Leadership 101 has been dubbed "the cult" by its critics. One
student, who asked for anonymity, complains, "You’re expected to
make a leap of faith – if you can’t suspend your disbelief, the course
can be rough." The lack of solid "proof" that anyone is actually
developing leadership skills is a common cause of frustration.
Skeptics point to the intense emotional environment of the course to
suggest that students can easily get carried away with the promise
of finally "getting it" if they only try hard enough.

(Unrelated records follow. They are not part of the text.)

PR #646, opened 2016-11-20
Ignore entire data folder

ExplodingCabbage:
Previously only some of its content was ignored, so running `python -m spacy.en.download all` after installing from a local repo would create unstaged changes.


honnibal:
Thanks!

Despite these misgivings, the course’s popularity appears
well-deserved. Alumni tend to gush about the impact it has had on
their work.

Carla Cataldo, for example, remembers how the group would
personalize issues as a way of sidelining difficult topics.
Understanding this dynamic has proved useful in the 14 years since
she took the class. Now Ms. Cataldo is managing her own
community-development consultancy. "The experience of drawing ire
from the class, and being a lightning rod for their frustrations," she
says, "taught me a lot about how to deal with hostile communities."

Paul Uhlig, who took the course five years ago, is applying another
lesson to his work as a cardiac surgeon: how to make people face
difficult issues without feeling threatened.

Dr. Uhlig is concerned that the culture of medicine, with its sharp
boundaries between doctors and patients, is in dire need of reform.
His team at Concord (N.H.) Hospital has been working toward such
reform. Doctors make the ward rounds together. As many as 12
practitioners hold group conversations with patients and families,
allowing each participant to express concerns and pose questions.

"The class taught me what to expect when you want people to
change," Uhlig says. "You have to create the right level of discomfort,
to move people into an area that can be productive without
overstepping the threshold." The team was already among the best in
the country: Taking risks in an attempt to be better still is a delicate
undertaking.

Despite the difficulty, the experiment seems to have been a success.
Over the program’s first three years, the team cut in half the number
of deaths following surgery, and surveys now give the hospital high
marks for patient satisfaction – in the 97th percentile on a national
scale.

Another common challenge of leadership is bearing bad tidings, not a
task that many people relish. But Ian McAuley, a lecturer at
Canberra University who took the class in 1986, is teaching the
government of Australian state of Tasmania to do exactly that.

Tasmania’s economy has entered a period of serious decline.
Stemming this decline, says Dr. McAuley, means "getting people to
accept certain things: Water is limited; demand for our commodities
is down." He argues that the process of adjusting aspirations is itself
a prerequisite for renewed growth, freeing people to think in new ways
and explore opportunities.

In practice this has meant a change in the way government officials
speak to the public. Tasmania’s premier, Jim Bacon, is careful not to
promise the impossible. Flashy stage-managed events have been
replaced with low-profile town-hall meetings. The emphasis is on
listening, and acknowledging hardships, rather than on selling a
comprehensive manifesto for the future.

In a culture that increasingly celebrates "heroes," nothing could be
further from traditional notions of leadership than this. Alumni of
Leadership 101 take personal risks for public gains. "It’s a strange
thing," says one former student, "to see your greatest potentials and
your deepest flaws set out in front of 100 other people, and to learn
how to use the experience for good."

• Tristan Jones participated in Leadership 101 as a graduate student
at the Kennedy School of Government.